** Opening RECORDS TO USE block **

PR #2901, opened 2026-02-13
feat: introduce query plan outlines and canonicalization

barakmich:

### DIFF
--- a/pkg/query/outline_fuzz_test.go
+++ b/pkg/query/outline_fuzz_test.go
@@ -293,7 +293,7 @@ func FuzzOutlineCompare(f *testing.F) {
 		case cmp12 > 0:
 			require.Negative(t, cmp21, "Antisymmetry violated: compare(a,b)>0 but compare(b,a)>=0")
 		default:
-			require.Greater(t, cmp21, 0, "Antisymmetry violated: compare(a,b)<0 but compare(b,a)<=0")
+			require.Positive(t, cmp21, "Antisymmetry violated: compare(a,b)<0 but compare(b,a)<=0")
 		}
 
 		// Property: compare(a, a) == 0 (reflexivity)
--- a/pkg/query/path_fuzz_test.go
+++ b/pkg/query/path_fuzz_test.go
@@ -36,11 +36,13 @@ func FuzzPathOrder(f *testing.F) {
 		// Test antisymmetry: if PathOrder(x, y) < 0, then PathOrder(y, x) > 0
 		ab := PathOrder(a, b)
 		ba := PathOrder(b, a)
-		if ab < 0 {
+
+		switch {
+		case ab < 0:
 			require.Positive(t, ba, "PathOrder should be antisymmetric: if PathOrder(a, b) < 0, then PathOrder(b, a) > 0")
-		} else if ab > 0 {
+		case ab > 0:
 			require.Negative(t, ba, "PathOrder should be antisymmetric: if PathOrder(a, b) > 0, then PathOrder(b, a) < 0")
-		} else {
+		default:
 			require.Equal(t, 0, ba, "PathOrder should be antisymmetric: if PathOrder(a, b) == 0, then PathOrder(b, a) == 0")
 		}
 
@@ -48,18 +50,19 @@ func FuzzPathOrder(f *testing.F) {
 		bc := PathOrder(b, c)
 		ac := PathOrder(a, c)
 
-		if ab < 0 && bc < 0 {
+		switch {
+		case ab < 0 && bc < 0:
 			// Case 1: a < b and b < c => a < c
 			require.Negative(t, ac, "PathOrder transitivity: if a < b and b < c, then a < c")
-		} else if ab > 0 && bc > 0 {
+		case ab > 0 && bc > 0:
 			// Case 2: a > b and b > c => a > c
 			require.Positive(t, ac, "PathOrder transitivity: if a > b and b > c, then a > c")
-		} else if ab > 0 {
+		case ab > 0:
 			// Otherwise, b is least element.
 			paths := []Path{a, b, c}
 			slices.SortFunc(paths, PathOrder)
 			require.Equal(t, 0, PathOrder(paths[0], b))
-		} else if ab < 0 {
+		case ab < 0:
 			// Or b is the greatest element
 			paths := []Path{a, b, c}
 			slices.SortFunc(paths, PathOrder)


pkg/query/canonicalize.go
```diff
@@ -0,0 +1,272 @@
...
+
+	// Sort caveats for deterministic ordering
+	slices.SortFunc(caveats, caveatCompare)
+
+	return caveatlessTree, caveats
+}
+
+// extractCaveats recursively extracts all CaveatIteratorType nodes from the tree.
+// Returns the tree with caveats removed and a list of all extracted caveats.
+func extractCaveats(outline Outline) (Outline, []*core.ContextualizedCaveat) {
```
tstirrat15: More for my own edification than something that needs to change: what's the tradeoff between using iterators for this kind of work and using slices? Like I had the thought that `extractCaveats` could be written as an iterator and then you could use `slices.SortedFunc` above, but I don't know whether one approach is better than the other.

pkg/query/canonicalize.go
```diff
@@ -0,0 +1,272 @@
...
+	// If this is a caveat node, extract it
+	if outline.Type == CaveatIteratorType {
+		if outline.Args == nil || outline.Args.Caveat == nil {
+			// Malformed caveat node, skip it
```
tstirrat15: Does this indicate a bug? i.e. should it be a `MustBugf`?

pkg/query/canonicalize.go
```diff
@@ -0,0 +1,272 @@
...
+// Some steps are applied multiple times to ensure convergence (e.g., collapseSingleChild
+// after propagateNull, since propagateNull can create single-child composites).
+func applyBottomUpCanonicalization(outline Outline) Outline {
+	steps := []OutlineMutation{
+		replaceEmptyComposites,
+		propagateNull,
+		flattenComposites,
+		collapseSingleChild,
+		sortCompositeChildren,
+	}
```
tstirrat15: Pull out of the function?

pkg/query/path.go
```diff
@@ -315,6 +315,149 @@ func (p Path) Equals(other Path) bool {
 	return true
 }
 
+// PathOrder defines ordering for Path objects
+// Returns -1 if a < b, 0 if a == b, 1 if a > b
+// PathOrder defines a total ordering on Path objects for canonicalization.
+// Returns -1 if a < b, 0 if a == b, 1 if a > b.
+// Compatible with slices.SortFunc.
+func PathOrder(a, b Path) int {
```
tstirrat15, line 323: Is there a fuzz for this guy? I could see this being a function that we forget to update if we hang something new off of `Path`

pkg/schema/v2/schema.go
```diff
@@ -392,6 +392,83 @@ func (b *BaseRelation) cloneWithParent(parentRelation *Relation) *BaseRelation {
 	}
 }
 
+// Compare compares two BaseRelations, returning -1 if b < other, 0 if b == other, 1 if b > other.
+// Comparison is done lexicographically by: definition name, relation name, type, subrelation, caveat, expiration.
+func (b *BaseRelation) Compare(other *BaseRelation) int {
```
tstirrat15, line 500: Same q here

pkg/query/outline.go
```diff
@@ -0,0 +1,627 @@
...
+// IsEmpty returns true if the key is empty (not yet computed)
+func (k CanonicalKey) IsEmpty() bool {
+	return string(k) == ""
+}
+
+// Hash returns a hash fingerprint of the key for use in maps
+func (k CanonicalKey) Hash() uint64 {
+	// Use xxhash for fast, non-cryptographic hashing
+	return xxhash.Sum64String(string(k))
+}
```
tstirrat15, line 56: Fast is good, but does using this approach mean that we might have more of a chance of collision? Or is that not the way that fast hashes work?

pkg/query/outline.go
```diff
@@ -0,0 +1,627 @@
...
+
+// Outline is a single type representing the tree of yet-to-be-compiled Iterators.
+type Outline struct {
+	Type         IteratorType
+	Args         *IteratorArgs
+	Subiterators []Outline
```
tstirrat15: Should this be `SubOutlines`?

pkg/query/outline.go
```diff
@@ -0,0 +1,627 @@
...
+		argsStr := serializeArgs(outline.Args)
+		if argsStr != "" {
+			result += "(" + argsStr + ")"
+		}
+	}
+
+	// Add subiterators if present
+	if len(outline.Subiterators) > 0 {
+		result += "["
+		var resultSb522 strings.Builder
```
tstirrat15: naming - I kinda wish this wasn't actually an autofix

pkg/query/canonicalize.go
```diff
@@ -0,0 +1,272 @@
...
+// CanonicalizeOutline transforms an Outline into canonical form.
+// Canonicalization standardizes the representation of logically equivalent queries
+// to enable efficient comparison and deduplication.
+//
+// The canonicalization process has two phases:
+// 1. Filter Lifting: Extract all caveats, sort them, and nest them at the top
+// 2. Bottom-Up Canonicalization: Apply five transformation steps sequentially
+//
+// The function is idempotent: applying it multiple times produces the same result.
+func CanonicalizeOutline(outline Outline) (Outline, error) {
```
miparnisari, line 19: nitpick: why not `func (outline *Outline) CanonicalizeOutline() (Outline, error)`? makes discovering the `func` easier

and why return `Outline` and not a new `CanonicalizedOutline`?

pkg/query/outline.go
```diff
@@ -0,0 +1,627 @@
...
+	// Use xxhash for fast, non-cryptographic hashing
+	return xxhash.Sum64String(string(k))
+}
+
+// Outline is a single type representing the tree of yet-to-be-compiled Iterators.
+type Outline struct {
+	Type         IteratorType
+	Args         *IteratorArgs
+	Subiterators []Outline
+	CanonicalKey CanonicalKey // Populated only after canonicalization
```
miparnisari, line 63: same as my other comment - code smell here? why not make a new type `CanonicalizedOutline`?

pkg/query/outline.go
```diff
@@ -0,0 +1,627 @@
...
+		result += "["
+		var resultSb522 strings.Builder
+		for i, sub := range outline.Subiterators {
+			if i > 0 {
+				resultSb522.WriteString(",")
+			}
+			resultSb522.WriteString(SerializeOutline(sub).String())
+		}
+		result += resultSb522.String()
+		result += "]"
```
tstirrat15: And the static parts should also probably live in the builder

pkg/query/outline.go
```diff
@@ -0,0 +1,627 @@
...
+	// If names are equal, use EqualVT to check if they're truly equal
+	// If not equal, we need some deterministic ordering for the context
+	if a.EqualVT(b) {
+		return 0
+	}
+
+	// For different contexts with same name, compare context string representation
+	// This ensures a stable (though arbitrary) ordering
+	aCtx := a.Context.String()
+	bCtx := b.Context.String()
```
tstirrat15, line 495: Is this actually guaranteed in golang? I don't know that it would be in JS or Python other than that the main distributions of either happen to use ordered hashmaps

pkg/query/outline_fuzz_test.go
```diff
@@ -0,0 +1,588 @@
...
+		rng:       rand.New(rand.NewSource(seed)), //nolint:gosec // weak random is fine for fuzz testing
+		maxDepth:  5,                              // Limit depth to avoid extremely large structures
+		typeNames: []string{"document", "folder", "user", "group", "organization"},
+		relations: []string{"viewer", "editor", "owner", "member", "parent"},
+	}
+}
+
+// Generate creates a random valid Outline
+func (g *outlineGenerator) Generate() Outline {
+	return g.generateWithDepth(0)
```
tstirrat15: What does depth 0 mean semantically?

pkg/query/outline.go
```diff
@@ -0,0 +1,627 @@
...
+		return Outline{
+			Type: SelfIteratorType,
+			Args: &IteratorArgs{
+				RelationName:   typed.relation,
+				DefinitionName: typed.typeName,
+			},
+			Subiterators: decompSubs,
+		}, nil
+
+	default:
```
miparnisari, line 330: i'm starting to think that we should bring this linter https://golangci-lint.run/docs/linters/configuration/#exhaustive to prevent errors of the form "we added a new type of iterator but we forgot to update a few `switch`es"

pkg/query/outline_fuzz_test.go
```diff
@@ -0,0 +1,588 @@
...
+		FixedIteratorType,
+		ArrowIteratorType,
+		ExclusionIteratorType,
+		CaveatIteratorType,
+		AliasIteratorType,
+		RecursiveIteratorType,
+		RecursiveSentinelIteratorType,
+		IntersectionArrowIteratorType,
+		SelfIteratorType,
+	}
```
tstirrat15: Pull out of the function? Also would this be a useful static definition in the package generally?

pkg/query/outline_fuzz_test.go
```diff
@@ -0,0 +1,588 @@
...
+}
+
+// generateLeafIterator generates a leaf iterator (no subiterators)
+func (g *outlineGenerator) generateLeafIterator() Outline {
+	leafTypes := []IteratorType{
+		NullIteratorType,
+		DatastoreIteratorType,
+		FixedIteratorType,
+		RecursiveSentinelIteratorType,
+		SelfIteratorType,
```
tstirrat15: Same

pkg/query/path.go
tstirrat15: Also is this necessary because of the need to canonicalize a FixedIterator?

pkg/query/outline_fuzz_test.go
```diff
@@ -0,0 +1,588 @@
...
+		outline.Args = &IteratorArgs{
+			DefinitionName: g.randomTypeName(),
+			RelationName:   g.randomRelation(),
+		}
+
+	case SelfIteratorType:
+		outline.Args = &IteratorArgs{
+			DefinitionName: g.randomTypeName(),
+			RelationName:   g.randomRelation(),
+		}
```
tstirrat15, line 172: Is there a package for "generate random structs?" Or are we doing it manually because we want to constrain the shapes of things?

pkg/query/outline_fuzz_test.go
```diff
@@ -0,0 +1,588 @@
...
+	return schema.NewTestBaseRelation(
+		g.randomTypeName(),
+		g.randomRelation(),
+		g.randomTypeName(),
+		tuple.Ellipsis,
+	)
+}
+
+func (g *outlineGenerator) randomCaveat() *core.ContextualizedCaveat {
+	caveats := []string{"caveat1", "caveat2", "caveat3", "test_caveat"}
```
tstirrat15: I'd pull this out as well, up to the top of the file

pkg/query/outline_fuzz_test.go
```diff
@@ -0,0 +1,588 @@
...
+}
+
+// FuzzOutlineCompileDecompile tests that compiling and decompiling Outlines
+// preserves their structure
+func FuzzOutlineCompileDecompile(f *testing.F) {
+	// Add some seed corpus
+	f.Add([]byte{0})
+	f.Add([]byte{1, 2, 3, 4, 5, 6, 7, 8})
+	f.Add([]byte{255, 255, 255, 255, 255, 255, 255, 255})
+	f.Add(bytes.Repeat([]byte{42}, 100))
```
tstirrat15: Does this imply that every test run is identical? I don't really understand what this seed corpus is.

pkg/query/outline_fuzz_test.go
```diff
@@ -0,0 +1,588 @@
...
+		}
+
+		// Generate a random outline
+		gen := newOutlineGenerator(data)
+		original := gen.Generate()
+
+		// Canonicalize first (required before compilation)
+		canonical, err := CanonicalizeOutline(original)
+		if err != nil {
+			// Some randomly generated outlines might be invalid
```
tstirrat15: What would invalid mean?

pkg/query/outline_fuzz_test.go
```diff
@@ -0,0 +1,588 @@
...
+		SelfIteratorType,
+	}
+
+	iterType := iteratorTypes[g.rng.Intn(len(iteratorTypes))]
+
+	return g.generateOutlineOfType(iterType, depth)
+}
+
+// generateLeafIterator generates a leaf iterator (no subiterators)
+func (g *outlineGenerator) generateLeafIterator() Outline {
```
miparnisari:
```suggestion
// generateLeafIterator generates a leaf outline (no subiterators)
func (g *outlineGenerator) generateLeafOutline() Outline {
```

pkg/query/outline_fuzz_test.go
```diff
@@ -0,0 +1,588 @@
...
+			// Some randomly generated outlines might be invalid
+			t.Skip()
+		}
+
+		// Try to compile it
+		compiled, err := canonical.Compile()
+		if err != nil {
+			// Some randomly generated outlines might be invalid
+			// (e.g., wrong number of subiterators after generation)
+			// This is acceptable - just skip
```
tstirrat15: Ah, here's an answer, but it's still surprising to me. What would that look like?

pkg/query/outline_fuzz_test.go
```diff
@@ -0,0 +1,588 @@
...
+
+		// Decompile it back
+		roundtrip, err := Decompile(compiled)
+		if err != nil {
+			t.Fatalf("Decompile failed: %v", err)
+		}
+
+		// Check that they're equal to canonical form
+		if !canonical.Equals(roundtrip) {
+			t.Errorf("Roundtrip failed:\nCanonical: %+v\nRoundtrip: %+v", canonical, roundtrip)
```
tstirrat15: Can you use `assert` here?

pkg/query/outline_fuzz_test.go
```diff
@@ -0,0 +1,588 @@
...
+		}
+
+		// Generate a random outline
+		gen := newOutlineGenerator(data)
+		original := gen.Generate()
+
+		// Canonicalize it once
+		canonical1, err := CanonicalizeOutline(original)
+		if err != nil {
+			t.Fatalf("First canonicalization failed: %v", err)
```
miparnisari: disclaimer: i'm not super familiar with fuzzing.

why is that here, an error aborts the test, but in the tests above, you put this

```go
canonical, err := CanonicalizeOutline(original)
if err != nil {
			// Some randomly generated outlines might be invalid
			t.Skip()
		}
```

pkg/query/outline.go
```diff
@@ -0,0 +1,627 @@
...
+			return nil, err
+		}
+		compiledSubs[i] = compiled
+	}
+
+	// Now construct the iterator based on type and set canonical key
+	switch c.Type {
+	case NullIteratorType:
+		it := NewFixedIterator()
+		it.canonicalKey = c.CanonicalKey
```
miparnisari: why this line? I searched and it doesn't seem that you are using `it.canonicalKey` for anything after this. also if you remove this line, the tests still pass.

pkg/query/path.go
```diff
@@ -315,6 +315,149 @@ func (p Path) Equals(other Path) bool {
 	return true
 }
 
+// PathOrder defines ordering for Path objects
+// Returns -1 if a < b, 0 if a == b, 1 if a > b
```
miparnisari, line 320:
```suggestion
```

pkg/query/path.go
miparnisari, line 323: in this PR or in a follow-up PR can you please add unit tests for `PathOrder`?

pkg/query/path.go
```diff
@@ -315,6 +315,149 @@ func (p Path) Equals(other Path) bool {
...
+			}
+			return 1
+		}
+
+		// For equal-length maps, use maps.Equal for equality check
+		// If not equal, we need some deterministic ordering
+		// Compare string representations as a fallback
+		if !maps.Equal(a.Metadata, b.Metadata) {
+			aStr := fmt.Sprintf("%v", a.Metadata)
+			bStr := fmt.Sprintf("%v", b.Metadata)
```
miparnisari: when you format a map like this, do you have a guarantee that the keys will be printed in the same order every time? i don't think so.

how about we make `Metadata` a proper struct that has a comparison method of its own? then you can put all this logic there.

pkg/schema/v2/schema.go
miparnisari, line 500: same as the other comment; please include unit tests for this

pkg/query/outline.go
```diff
@@ -0,0 +1,627 @@
...
+	}
+
+	return 0
+}
+
+// SerializeOutline generates a compact, deterministic string representation
+// of an Outline tree, excluding the CanonicalKey field itself.
+// Format: <Type>(<Args>)[<Sub1>,<Sub2>,...]
+// Returns a CanonicalKey wrapping the serialized string.
+func SerializeOutline(outline Outline) CanonicalKey {
```
miparnisari:
```suggestion
func (outline *Outline) Serialize() CanonicalKey {
```

pkg/query/outline.go
```diff
@@ -0,0 +1,627 @@
...
+		if !a.Subiterators[i].Equals(b.Subiterators[i]) {
+			return OutlineCompare(a.Subiterators[i], b.Subiterators[i])
+		}
+	}
+
+	return 0 // Equal
+}
+
+// argsCompare returns -1 if a < b, 0 if a == b, 1 if a > b
+func argsCompare(a, b *IteratorArgs) int {
```
tstirrat15, line 403: Same question here - will we capture it if we add new args?

pkg/query/outline_fuzz_test.go
```diff
@@ -0,0 +1,588 @@
...
+		if canonical1.Equals(canonical2) {
+			cmp := OutlineCompare(canonical1, canonical2)
+			if cmp != 0 {
+				t.Errorf("Equal canonical forms don't compare as equal: compare=%d", cmp)
+			}
+		}
+
+		// Property: OutlineCompare should be consistent with Equals
+		cmp := OutlineCompare(canonical1, canonical2)
+		equals := canonical1.Equals(canonical2)
```
tstirrat15: Isn't this definitionally true? Or is the concern that the implementations could diverge at some point?

pkg/query/outline_test.go
```diff
@@ -0,0 +1,1583 @@
...
+		}
+
+		canonical, err := CanonicalizeOutline(outline)
+		require.NoError(err)
+
+		it, err := canonical.Compile()
+		require.NoError(err)
+
+		union, ok := it.(*UnionIterator)
+		require.True(ok, "should be a UnionIterator")
```
tstirrat15: https://pkg.go.dev/github.com/stretchr/testify/require#IsType ?

pkg/query/outline.go
```diff
@@ -0,0 +1,627 @@
...
+		}
+		resultSb574.WriteString(part)
+	}
+	result += resultSb574.String()
+	return result
+}
+
+// serializeRelation converts BaseRelation to compact string
+// Format: defName/relName/subjectType/subrel with flags /c (caveat), /e (expiration), /w (wildcard)
+func serializeRelation(rel *schema.BaseRelation) string {
```
tstirrat15, line 597: Worth using a string builder here as well?

pkg/query/outline.go
```diff
@@ -0,0 +1,627 @@
...
+		result += "]"
+	}
+
+	return CanonicalKey(result)
+}
+
+// serializeArgs converts IteratorArgs to compact string representation
+// Format: field1:val1,field2:val2,...
+// Fields in deterministic order: DefinitionName, RelationName, Relation, Caveat, FixedPaths
+func serializeArgs(args *IteratorArgs) string {
```
tstirrat15, line 544: And I guess on the others too

pkg/query/canonicalize.go
tstirrat15: Where `CanonicalizedOutline` is an alias for `Outline`?

pkg/query/outline.go
tstirrat15: Whyso?

pkg/query/canonicalize.go
barakmich: So the cool thing about Outlines is all in the function signature.

Iterators, for doing the Check/IR/IS, make sense to be purely abstracted. They're a set, and we just want to fetch/evaluate some subset of that set.

But when we're manipulating them directly, like this, the signature `func(Iterator) (Iterator, []*core.ContextualizedCaveat)` here requires a lot of type switching, especially when replacing subiterators. `.ReplaceSubiterators()` does some of that, but hopefully that can go away!

So you totally _can_ write extractCaveats this way -- the first version of canonicalization did exactly that -- but it's far more convenient to work with outlines.

(But this is also a good note to clean up the Iterator interface a little in a followup!)

pkg/query/path.go
barakmich: Yep, and yep. I dig the idea of a fuzzer for this, ensuring a total order 🙂 Lemme do that real quick

pkg/schema/v2/schema.go
barakmich: This one I feel more confident that we won't be changing, unless there's something drastic to change in the schema. But! We are testing it at a higher level because otherwise the fuzz for the canonicalization will fail

pkg/query/outline.go
barakmich: It technically would. But that requires a collision in UINT64_MAX; which would be hard to generate on demand when the number of things we're comparing against is in the dozens, maybe a few hundred at most (based on the size and shape of a schema). 

Plus, we can account for it if we want to when storing these. Hash them to a uint64, pull that from the map, and if the actual string doesn't match (held in the value).... add one. You're in the next bucket over.

Or, from _HMS Pinafore_:

"What never?"
"No never!"
"What never??"
"Well, hardly ever!"

pkg/query/outline.go
barakmich: It would be, and in the other languages too. Strings are totally ordered. If the strings aren't equal, they must have an order. We can't know what the string will be; so we can't say with certainty if a or b is first; that depends on the proto representation. But, we know that the strings will compare.

This is the fallback in general though.

pkg/query/outline_fuzz_test.go
barakmich: Improved this.

pkg/query/outline_fuzz_test.go
barakmich: I guess one could talk about generating random structs -- not as easy in Go -- but doing it by hand means that we're testing only valid (if nonsensical, from an evaluation standpoint) outlines

pkg/query/outline_fuzz_test.go
barakmich: An arrow of three suboutlines? It _shouldn't_ generate one but if it does, it's just a skip.

pkg/query/outline.go
barakmich: Yep; fuzzing on this sort order should find args that wouldn't stably sort

pkg/query/outline_fuzz_test.go
barakmich: Seed corpus creates a starting place for the fuzzer. It can add bytes, remove bytes, tweak the bytes, and try to find more interesting things. It can be more targeted if there's, say, strings we're parsing, but we're just using it as more or less an RNG seed.

pkg/query/outline.go
miparnisari: IMO static functions with no receivers are hard  to discover

pkg/query/canonicalize.go
tstirrat15: Oh! When I said "iterator" I meant golang iter seqs or whatever they're called. Like lazy evaluation and yielding instead of operating on slices.

pkg/query/outline.go
tstirrat15: Ohhh this is a `String()` that you defined rather than some automatic stringification function. Doh.

pkg/query/outline_fuzz_test.go
tstirrat15: Right - isn't that a bug in our fuzzing logic? Or am I misinterpreting how fuzzing goes?

pkg/query/outline.go
tstirrat15: Ah, that's fair. I'm coming from a place where I prefer normal functions in most cases because I tend to prefer functional programming to OOP. I think in golang i think the difference between a method and a function that takes one argument aren't that huge, though.

pkg/query/outline.go
barakmich: I'm open to the idea, but only in explicit annotation mode. And then annotate places like this. Or, better, if it supports annotating specific type alias enums which, if they are switched over, should be exhaustive; and this would certainly be one of them (then it will enforce new code easier)

pkg/query/path.go
barakmich: Fuzzing added!

pkg/query/outline.go
barakmich: I might be getting ahead of myself there, but wanted to add it ahead of time

pkg/query/outline.go
barakmich: So I did think about that. The thing is, we need to keep track of the CanonicalKey for a given node in the outline/iterator tree. But at the same time, we want to modify the Outline, restructuring it as we see fit, so that it's not canonical but has a CanonicalKey. 

And so that's exactly how it's written. CanonicalOutline is a good idea, but it's not obvious to me how to do that without some indirection; how to keep a CanonicalKey attached to a node in a tree, without keeping it on the node.

It's true that one could generate UUIDs, and then this field is a UUID, and the CanonicalOutline contains the outline, and a map from UUID to CanonicalKey. (Or anything else we want to track). I don't mind this if you prefer!

pkg/query/path_fuzz_test.go
tstirrat15, line 1: I dig

pkg/query/path.go
tstirrat15: I think the spec of the language doesn't guarantee it, but the implementation of the language does, similar to javascript and python.

pkg/query/canonicalize.go
miparnisari: no, a new struct altogether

** Closing RECORDS TO USE block **

Return the lines containing "CaveatIteratorType", taking each one from the listing.

+// extractCaveats recursively extracts all CaveatIteratorType nodes from the tree.
+	if outline.Type == CaveatIteratorType {
+		CaveatIteratorType,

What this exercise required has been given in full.